YOUR ASSIGNMENT: Where the listing below reaches the line containing "PR #290, opened 2023-06-22", start writing out lines exactly, and stop once the line containing "- name: DON'T" has been written.

━━━━━ WORKING DATA ━━━━━

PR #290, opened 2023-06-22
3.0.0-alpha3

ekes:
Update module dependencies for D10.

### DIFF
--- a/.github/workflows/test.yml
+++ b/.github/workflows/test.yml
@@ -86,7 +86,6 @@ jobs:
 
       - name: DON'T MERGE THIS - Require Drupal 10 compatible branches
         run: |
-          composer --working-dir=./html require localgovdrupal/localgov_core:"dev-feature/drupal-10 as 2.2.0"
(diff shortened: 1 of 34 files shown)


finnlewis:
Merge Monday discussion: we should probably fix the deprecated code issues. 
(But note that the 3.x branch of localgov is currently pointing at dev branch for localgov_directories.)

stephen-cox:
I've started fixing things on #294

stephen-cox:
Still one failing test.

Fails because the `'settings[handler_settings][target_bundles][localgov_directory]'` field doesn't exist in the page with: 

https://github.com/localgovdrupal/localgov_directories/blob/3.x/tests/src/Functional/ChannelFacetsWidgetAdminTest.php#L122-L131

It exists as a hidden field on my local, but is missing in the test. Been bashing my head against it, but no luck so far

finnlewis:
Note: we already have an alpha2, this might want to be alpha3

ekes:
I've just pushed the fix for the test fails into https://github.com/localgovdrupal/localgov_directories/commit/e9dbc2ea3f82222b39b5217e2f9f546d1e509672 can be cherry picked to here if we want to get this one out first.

━━━━━
━━━━━ WORKING DATA ━━━━━

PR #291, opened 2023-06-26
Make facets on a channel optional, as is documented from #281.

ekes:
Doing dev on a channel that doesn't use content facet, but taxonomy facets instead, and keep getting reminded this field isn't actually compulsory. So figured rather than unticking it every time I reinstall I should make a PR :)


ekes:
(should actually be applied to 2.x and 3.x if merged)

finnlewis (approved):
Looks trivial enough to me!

━━━━━

TASK ANSWER:
PR #290, opened 2023-06-22
3.0.0-alpha3

ekes:
Update module dependencies for D10.

### DIFF
--- a/.github/workflows/test.yml
+++ b/.github/workflows/test.yml
@@ -86,7 +86,6 @@ jobs:
 
       - name: DON'T MERGE THIS - Require Drupal 10 compatible branches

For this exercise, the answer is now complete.